The analyte was measured using an AB Sciex QTrap 5500 mass spectrometer equipped with a Shimadzu HPLC of 2 LC-20AD XR pumps and SIL-20AC XR auto-sampler. The system was operated in positive-ion electrospray ionization mode with multiple reaction monitoring scanning. Acquity UPLC HSS C18 column (Waters, 186004687) was used at room temperature and autosampler tray was kept at 4°C. The parameters for LC-MS/MS are listed in Supplemental Table 1. Analytes were quantified by integrating the LC-MS/MS peak areas with Analyst 4.0 software. A series of standards with final concentrations of 0.01, 0.02, 0.05, 0.1, 0.2, 0.5 and 1.0 μM of 5,10-methenylTHF (Schircks Laboratories, 16.230) and 0.05 μM of methotrexate (internal starndard) were used.
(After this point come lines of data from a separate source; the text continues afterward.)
PR #116, opened 2025-07-14
vectorize `ab()`

d-morrison:
@Kwan-Jenny this change should enable you to remove the the `rowwise()` and `ungroup()` calls when you use `ab()` in `plot_predicted_curve()`


Kwan-Jenny (approved):
The new version replaces the `if` statement with `ifelse()`, which makes the function vectorized. This means it can handle multiple `t` values at once instead of using loops, which is much faster for large datasets. It also removes the extra variable initialization and combines logic into one line, making the code cleaner and easier to maintain. The main reason for this change is efficiency, better readability, and flexibility for simulations or plotting curves.

PR #121, opened 2025-07-28
Adding ability to run diagnostic functions on individuals

sschildhauer:
This pull request will add the ability to run diagnostic functions on individuals using "id" as an input. Apologies for all of the files changed and this relatively big PR -- the same small changes were made across many functions, so I felt it made sense to group it into one PR. A couple of details:
- The default is "newperson".
- You can produce results for multiple individuals at once.
- The results produce lists of lists. I know this is not ideal, but I felt that facetwrap would likely create too convoluted figures. Plus, the list design makes it easy to call a specific figure from the result. We can discuss alternatives.

### DIFF
--- a/tests/testthat/test-run_mod.R
+++ b/tests/testthat/test-run_mod.R
@@ -149,7 +149,7 @@ test_that(
 
 test_that(
   desc = "results are consistent with unstratified SEES data with modified 
-  priors and additional parameters",
+  priors",
   code = {
     announce_snapshot_file("nostrat-curve-params-specpriors.csv")
     skip_on_os(c("windows", "linux"))


d-morrison:
@sschildhauer please resolve conflicts
@Kwan-Jenny please review line-by-line and look for opportunities to simplify code and/or API
@kaiemjoy please beta-test and assess whether list-of-lists output works for you?

R/plot_jags_tracedx.R
```diff
@@ -34,50 +37,59 @@
...
-      dplyr::filter(.data$Stratification == i) |>
-      dplyr::filter(.data$Subject == "newperson")
+      dplyr::filter(.data$Subject == h)
+    
+    trace_strat_list <- list()
+  
+    for (i in strat) {
+
+      visualize_jags_sub <- data |>
+        dplyr::filter(.data$Stratification == i)
```
Kwan-Jenny, line 56: It looks like we start from the full `data` again inside the strat loop, so the earlier `Subject == h` filter can be lost. If we continue filtering from the already-subset data, the id argument will always be respected.

```suggestion
visualize_jags_sub <- visualize_jags_sub |>
  dplyr::filter(.data$Stratification == i)
```

PR #216, opened 2026-05-15
Harden Claude code-review workflow against races and silent failures

d-morrison:
## Summary

Backports review feedback from [d-morrison/rme#739](https://github.com/d-morrison/rme/pull/739), where Claude reviewed a parallel port of this same workflow. The same issues exist here.

- **Add a `concurrency:` group** so two overlapping PR runs can't race the stash/restore and silently strip reviewers from the PR. `cancel-in-progress: true` so the freshest diff wins.
- **Drop `|| true` on the restore POST** — a failed restore means the human reviewer was silently dropped and never gets the post-Claude notification, defeating the serialization signal. Fail loudly so it can be re-added manually instead of vanishing.
- **Document the intent of the stash/restore inline** — it's a serialization signal (clear reviewers so they don't get notified mid-run; restore so the re-add fires a fresh notification once Claude is done), not a noop.
- **Pass `${{ github.repository }}` via `REPO` env** rather than inlining the GitHub expression into shell scripts in three places.
- **Replace `head -n 1` with a `while read` loop** when deleting prior Claude top-level comments — PRs predating `use_sticky_comment` may have multiple stale comments, and the prior code only cleaned one per run.
- **Remove dead `USERS=${USERS:-[]}` defaults** — the stash step always writes valid JSON to `GITHUB_OUTPUT`, so the fallback was unreachable.

## Test plan

- [ ] Push two commits in quick succession to a draft PR; confirm the second run cancels the first (`concurrency`) and reviewers end up correctly restored at the end.
- [ ] On a PR with a human reviewer requested, confirm the reviewer is removed during the run and re-added afterward (notification fires).
- [ ] Force a restore failure (e.g. revoke the token mid-run) and confirm the workflow surfaces the failure rather than silently swallowing it.
- [ ] On a PR with multiple pre-existing Claude comments, confirm all are cleaned up in one run.

🤖 Generated with [Claude Code](https://claude.com/claude-code)

### DIFF
--- a/.github/workflows/claude-code-review.yml
+++ b/.github/workflows/claude-code-review.yml
@@ -10,6 +10,15 @@ on:
     #   - "src/**/*.js"
     #   - "src/**/*.jsx"
 
+# Serialize runs per PR. The stash/restore reviewer dance below assumes
+# only one run is mutating the PR's reviewer list at a time; without
+# this, an overlapping second run reads an already-cleared list, stashes
+# [], and on restore wipes the original reviewers permanently. Cancel
+# the in-flight run on a new push so the freshest diff wins.
+concurrency:
+  group: claude-review-${{ github.event.pull_request.number }}
+  cancel-in-progress: true
+
 jobs:
   claude-review:
     # Optional: Filter by PR author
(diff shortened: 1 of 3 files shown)


d-morrison:
@claude review

d-morrison:
@claude review

Issue #231, opened 2026-05-22
Cut down on run_mod tests and assign order


sschildhauer:
Minor: Tests 2 and 3 lack the strict attribute ordering assertion
tests/testthat/test-run_mod.R:102-107 (SEES data) and 150-156 (unstratified with pop params)

Test 1 now checks both expect_setequal(names(attributes(...))) AND the strict ordering:

expect_equal(names(attributes(results))[1:3], c("names", "row.names", "class"))
Tests 2 and 3 only use expect_setequal and do not verify ordering. Given that attribute ordering was the root cause of the original CI failures across many review rounds, and the ordering is explicitly enforced in Run_Mod.R:271-281, a one-line guard in tests 2 and 3 would be cheap insurance. Not a blocker — test 1 already proves the code path.

sschildhauer:
Issue closed because it was completed in PR #253

PR #253, opened 2026-06-22
Cutting down on and cleaning R tests

sschildhauer:
This PR is cutting down on unnecessary tests and consolidating tests to minimize run time. Currently tests run.jags 5 times, current changes make it so run.jags occur only 3 times:
- One test is created for simulated, stratified data that includes population parameters
- The second test uses stratified SEES data and includes a mcmc post object, population parameters, and tests for prec_log_y. 
- The third test uses unstratified SEES data with modifiable priors.


tests/testthat/test-run_serodynamics.R
```diff
@@ -27,11 +31,14 @@ test_that(
     ) |>
       suppressWarnings()
     
-    results |>
-      expect_snapshot_data(
-        "sim-strat-curve-params",
-        variant = darwin_variant()
-      )
+    if (system_os() == "darwin") {
```
d-morrison: why only on darwin?

imelainew (commented):
I'm still getting familiar with the test suite, so I want to make sure I understand the consolidation correctly: the three remaining tests cover (1) simulated stratified data, (2) stratified SEES data, and (3) unstratified SEES data. Were the tests you removed all already covered by these three? Just want to understand which scenario each test maps to.

d-morrison:
Working on the failing `test-coverage` job here — paws off until I'm done.

**Root cause:** commit `22996a7` ("Taking away darwin wrapper from first test") removed the `if (system_os() == "darwin")` guard around the `sim-strat-curve-params` snapshot, but no Linux/Windows-default snapshot is committed (only the `_snaps/darwin/...` variant). On the Ubuntu coverage runner `darwin_variant()` returns `NULL`, so testthat generates a brand-new snapshot and fails — which halts `covr::package_coverage()` before `cobertura.xml` is written, so the "No coverage reports found" Codecov error is just the downstream symptom.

Negative control samples included a reaction mixture prepared with PBS instead of cell lysate as well as a blank sample for which reaction mixture with cell lysate was boiled for 3 minutes prior to 37°C incubation.
2.2. Quantification of folate species in fibroblasts:
Fibroblasts were cultured in 10 cm dishes in standard DMEM (Cellgro) supplemented with 20% FBS (Sigma-Aldrich), 1% NEAA, 1% glutamax and 1% sodium pyruvate solution (GIBCO). Fresh media was added to cultures 2 hours before harvesting. Media was removed and cells were lysed immediately without washing using 1.5 mL of ice-cold 1:1 H2O: Acetonitrile lysis buffer freshly made with 25mM sodium ascorbate and 25 mM ammonium acetate (pH 7.0). Samples were incubated on ice for 20 min before scraping into a microcentrifuge tube and heating at 60°C for 5 min. Samples were returned to ice and folates extracted following the procedure of Chen et al (Chen et al. 2018). Upon elution from an SPE column, samples were dried down, resuspended in 50 μL water and ran on a Thermo QExactive Orbitrap mass spectrometer with a Vanquish UHPLC system. 5-formyl-THF standard was obtained from Schrick laboratories and added to certain extracted samples at 50 ng/ mL final. Samples were run in reverse phase separated on a Synergy Hydro-RP column (Phenomenex) and analyzed in negative ion mode (Chen et al. 2018). Data was analyzed using the Maven software suite.
3. Results:
3.1. Case 1
Patient 1 is an 8-year-old male with global developmental delay, microcephaly, short stature, epilepsy, spasticity, and cerebral hypomyelination. He was the product of an uncomplicated pregnancy and term delivery. First concerns arose at 3 months of age when he was noted to have developmental delay, feeding difficulties, an exaggerated startle response, short stature (length approximately 3 standard deviations below mean), and microcephaly (head circumference approximately 4 standard deviations below mean). MRI performed at 3 months of age demonstrated delayed myelination, mild lateral ventriculomegaly and slight prominence of the cerebellar fissures (Figure 1A, E, I). An EEG was performed because of his exaggerated startle and demonstrated multifocal sharp waves and intermittent generalized slowing.
Family history was negative for similarly affected individuals. Maternal ancestry is Italian, French, and Portuguese, and paternal ancestry is Italian, Irish, and Scottish. There is no known consanguinity.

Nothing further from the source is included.